Exercise details: Keep only the lines that hold the string "node", filtering out the rest of the entries below.

------ Provided records ------

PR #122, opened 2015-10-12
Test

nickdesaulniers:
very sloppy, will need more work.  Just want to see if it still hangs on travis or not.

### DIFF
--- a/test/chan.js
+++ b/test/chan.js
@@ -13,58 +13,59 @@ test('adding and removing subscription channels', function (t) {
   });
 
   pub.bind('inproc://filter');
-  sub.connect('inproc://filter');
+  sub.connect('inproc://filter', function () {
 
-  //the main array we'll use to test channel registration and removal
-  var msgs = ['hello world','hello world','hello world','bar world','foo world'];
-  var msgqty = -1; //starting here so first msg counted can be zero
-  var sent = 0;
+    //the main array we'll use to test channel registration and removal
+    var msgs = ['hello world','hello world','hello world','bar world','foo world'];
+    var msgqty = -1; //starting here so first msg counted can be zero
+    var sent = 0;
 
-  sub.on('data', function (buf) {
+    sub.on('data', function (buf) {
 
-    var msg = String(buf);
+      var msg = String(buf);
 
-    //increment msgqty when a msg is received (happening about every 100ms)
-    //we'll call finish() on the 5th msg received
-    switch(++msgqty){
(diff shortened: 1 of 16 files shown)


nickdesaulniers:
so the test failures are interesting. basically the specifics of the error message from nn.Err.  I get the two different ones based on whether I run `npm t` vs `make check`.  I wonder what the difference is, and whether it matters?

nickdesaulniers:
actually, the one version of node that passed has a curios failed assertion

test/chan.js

------
------ Provided records ------

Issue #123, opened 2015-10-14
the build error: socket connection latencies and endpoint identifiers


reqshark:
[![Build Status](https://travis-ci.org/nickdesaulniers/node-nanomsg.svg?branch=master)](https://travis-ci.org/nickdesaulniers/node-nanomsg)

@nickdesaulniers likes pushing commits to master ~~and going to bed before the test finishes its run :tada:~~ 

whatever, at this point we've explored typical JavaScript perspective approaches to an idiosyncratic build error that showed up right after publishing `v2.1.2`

------

Response below:
actually, the one version of node that passed has a curios failed assertion
[![Build Status](https://travis-ci.org/nickdesaulniers/node-nanomsg.svg?branch=master)](https://travis-ci.org/nickdesaulniers/node-nanomsg)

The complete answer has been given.